Cool stuff to look out for: Puppet and Vagrant

A while ago my ex-colleague sent me a blog about a guy who started a company and started out by setting up his OTAP environment using Puppet and Vagrant. Let's quickly look at what these projects are:

Puppet

"Puppet Enterprise is IT automation software that gives system administrators the power to easily automate repetitive tasks, quickly deploy critical applications, and proactively manage infrastructure, on-premises or in the cloud." - https://puppetlabs.com/puppet/puppet-enterprise/

So it's a piece of software that lets you control 'the state of resources' on your 'nodes', which will probably VMs.

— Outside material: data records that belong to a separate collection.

PR #12936, opened 2023-10-23
W-13038823 - Groovy Resource Releaser (#12571)

acurci-at-mulesoft:


modules/artifact/src/main/java/org/mule/module/artifact/classloader/GroovyResourceReleaser.java
```diff
@@ -0,0 +1,118 @@
...
+import java.util.HashMap;
+import java.util.HashSet;
+import java.util.Iterator;
+
+import org.slf4j.Logger;
+
+/**
+ * A utility class to release all resources associated to Groovy Dependency on un-deployment to prevent classloader leaks.
+ *
+ * @since 4.4.0
```
asanguinetti, line 29:
```suggestion
 * @since 4.3.0
```
We'll need to change this if we backport it to 4.3.

asanguinetti (changes requested):
Just a small JDoc change.

Additionally, I have the understanding that we are not allowed to merge changes to versions that [are outside standard support](https://www.mulesoft.com/legal/versioning-back-support-policy#support-matrix) without VP approval.

facunlk:
@asanguinetti this change is approved, if the review is ok, we can move forward with it.

asanguinetti (approved):

PR #12938, opened 2023-10-23
W-14154476: Add a fallback to use a classloader for service dependencies that cannot be loaded as modules

elrodro83:
* Revert as this change is no longer needed


elrodro83:
--validate

rbourbonnavarro (approved):

PR #12943, opened 2023-10-23
[fix/W-12388528] clean JMSCCThreadPoolMaster worker thread for ibm mq connector

cristianchan-mulesoft:
…

### DIFF
--- a/modules/artifact/src/main/java/org/mule/module/artifact/classloader/IBMMQResourceReleaser.java
+++ b/modules/artifact/src/main/java/org/mule/module/artifact/classloader/IBMMQResourceReleaser.java
@@ -20,6 +20,8 @@ import org.mule.sdk.api.artifact.lifecycle.ArtifactLifecycleListener;
 
 import java.lang.ref.Reference;
 import java.lang.reflect.Field;
+import java.lang.reflect.InvocationTargetException;
+import java.lang.reflect.Method;
 import java.util.HashSet;
 import java.util.Hashtable;
 import java.util.Iterator;
@@ -27,11 +29,14 @@ import java.util.List;
 import java.util.Map;
 import java.util.Set;
 import java.util.logging.Level;
+import java.util.stream.Collectors;
 import javax.management.MBeanRegistrationException;
 import javax.management.MBeanServer;
 import javax.management.MalformedObjectNameException;
 import javax.management.ObjectInstance;
 import javax.management.ObjectName;
+
+import org.apache.commons.lang3.ThreadUtils;
 import org.slf4j.Logger;
 import org.slf4j.LoggerFactory;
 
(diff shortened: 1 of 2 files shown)


modules/artifact/src/main/java/org/mule/module/artifact/classloader/IBMMQResourceReleaser.java
```diff
@@ -388,4 +398,50 @@ private void processThreadLocalMap(Field threadLocalMapTableField, Object thread
...
+      Class<? extends Thread> threadClass = thread.getClass();
+      Method closeMethod = threadClass.getDeclaredMethod("close");
+      closeMethod.setAccessible(true);
+      closeMethod.invoke(thread);
+      LOGGER.info("Thread name : " + thread.getName());
+      thread.interrupt();
+    } catch (Throwable e) {
+      LOGGER.debug("An error occurred trying to close the '" + JMSCC_THREAD_POOL_MAIN_NAME + "' Thread", e);
+    }
+  }
```
asanguinetti, line 436: I'm not entirely sure that calling `close` on the `WorkQueueManagerThread` is necessary because it seems the `WorkQueueManager#close` already does that. Unless you tell me that in a previous version of the driver it wasn't like that. If that's the case we can probably encourage the customer to use a more recent version.

Avoiding this would be very important for Java 17 support because that inner class class is private and it wouldn't work without opening the module.

Finally, letting these threads finish doesn't really remove the static reference to them via `WorkQueueManager` -> `WorkQueueManagerImplementation manager` -> `WorkQueueManagerThread workManagerThread`. So there will still be a leak of the classloader of the artifact the connection resides in, unless it is the same as the one that loaded the `WorkQueueManager` class (which is usually the CL that has the driver as dep).

modules/artifact/src/test/java/org/mule/runtime/module/artifact/classloader/IBMMQResourceReleaserTestCase.java
```diff
@@ -179,6 +183,12 @@ public void mBeansTest() throws Exception {
     assertThat(countMBeans(artifactClassLoader), is(0));
   }
 
+  @Test
```
asanguinetti, line 186: Please also add a test for the scenario reported by the customer (with the driver declared in a shared domain classloader).

And also a test in which there are different applications, each with its driver and only one is undeployed and the other must not be affected.

modules/artifact/src/main/java/org/mule/module/artifact/classloader/IBMMQResourceReleaser.java
```diff
@@ -93,6 +100,9 @@ public void release() {
     LOGGER.debug("Releasing IBM MQ resources - Removes the static references held by the TraceController Class.");
     cleanPrivateStaticFieldForClass(IBM_MQ_TRACE_CLASS, "traceController");
 
+    LOGGER.debug("Releasing IBM MQ resources - Removes JMSCCThreadPoolMaster threads.");
+    disposeMQThreads();
```
asanguinetti, line 104: This disposal which was originally in the `mule-ibm-mq-connector` had [a property to disable it](https://github.com/mulesoft/mule-ibm-mq-connector/blob/f550d3a865f9375a8885d75560183b9d193047bf/src/main/java/com/mulesoft/connectors/ibmmq/internal/connection/IBMMQConnectionProvider.java#L281). We should probably keep that property to prevent breaking backwards.

modules/artifact/src/test/java/org/mule/runtime/module/artifact/classloader/IBMMQResourceReleaserTestCase.java
```diff
@@ -306,4 +316,10 @@ private int countJULKnownLevels(ClassLoader artifactClassLoader) throws Exceptio
     return counter;
   }
 
+  private int countWorkerThreads(ClassLoader artifactClassLoader) {
+    List<Thread> threads = ThreadUtils.getAllThreads().stream()
```
asanguinetti, line 320: static import

asanguinetti (changes requested):
Overall I'm not really convinced with this approach.
We are going to have a call to discuss it in real time.
I'm more inclined to think that this problem should be solved by making sure the TCCL during the call to `WorkQueueManager#initialize` is the same one that owns the driver.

You can see in the video's that a puppet master ( a box that controls the puppet boxes ) uses a configuration file to set the box's network config ( IP stuff ) and for instance the installed mods ( LAMP, node and/or other db engines).

Vagrant

"Vagrant provides easy to configure, reproducible, and portable work environments built on top of industry-standard technology and controlled by a single consistent workflow to help maximize the productivity and flexibility of you and your team. To achieve its magic, Vagrant stands on the shoulders of giants. Machines are provisioned on top of VirtualBox, VMware, AWS, or any other provider. Then, industry-standard provisioning tools such as shell scripts, Chef, or Puppet, can be used to automatically install and configure software on the machine." - http://docs.vagrantup.com/v2/why-vagrant/index.html

The way these things come together is that you can script the creation of one ( or a WHOLE lot ) of VMs and then configure them using puppet to either take on a certain role ( test your load balancing for instance ) or make them perform a certain task.

Really awesome stuff if you ask me. Things like that should be possible with Windows Azure I suppose, so I need to get up to speed with that stuff too.